Mais, comme pour le député PS Arnaud Montebourg, qui avait dénoncé en TF1 la «télé du fric», de «la droite» et des «idées qui détruisent la France», c'est aussi l'écho médiatique qui étonne.

Soit le journaliste qui interroge est jugé «agressif» (Jean-Pierre Elkabbach, en l'occurrence), soit la médiatisation du buzz laisse perplexe.
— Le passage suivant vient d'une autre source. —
PR #705, opened 2026-05-14
perf: benchmark registry eval restrictions

LucidSamuel:
Resolves the `_09_eval.rs` TODO by measuring the proposed registry-evaluation optimization instead of changing the fuse hot path speculatively.

The TODO suggested that registry evaluations in `_09_eval` could theoretically be more efficient if computed with registry
assistance. but those restriction polynomials already exist because they are committed earlier and used later for accumulation.

Measured locally:

- `registry::wxy_separate3`: ~5.16-5.34 ms
- `registry::restriction_eval3`: ~690-716 us

so changing `_09_eval` to recompute through the registry would regress performance rather than improve it.

### DIFF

Sur Canal+, Arlette Chabot exhibait ainsi le récent livre de Jean-Luc Mélenchon intitulé Qu'ils s'en aillent tous avec cette dédicace: «Ça vous concerne bien sûr.» Promo ou maso?

 

«Un contexte de suspicion»

Aurélien Le Foulgoc, maître de conférences à l'université de Cergy-Pontoise, auteur de Politique & Télévision (INA Editions)

«Traditionnellement, les politiques se plient au format médiatique. Là, on observe une crispation en raison d'un contexte de suspicion. Que ce soit une façon d'exercer un franc-parler pour Montebourg ou de se singulariser pour Mélenchon, cela renvoie aux liens particuliers entre le pouvoir et les médias. La stigmatisation des journalistes vedettes renvoient à l'avant 1981, quand la gauche réclamait le départ de Duhamel et d'Elkabbach. On croyait ce genre de thématiques un peu dépassé. Il n'en est rien. Parallèlement, il y a diversification des formes de l'information politique puisque les interlocuteurs ne sont plus seulement les journalistes, mais les animateurs. Les politiques font leur marché.»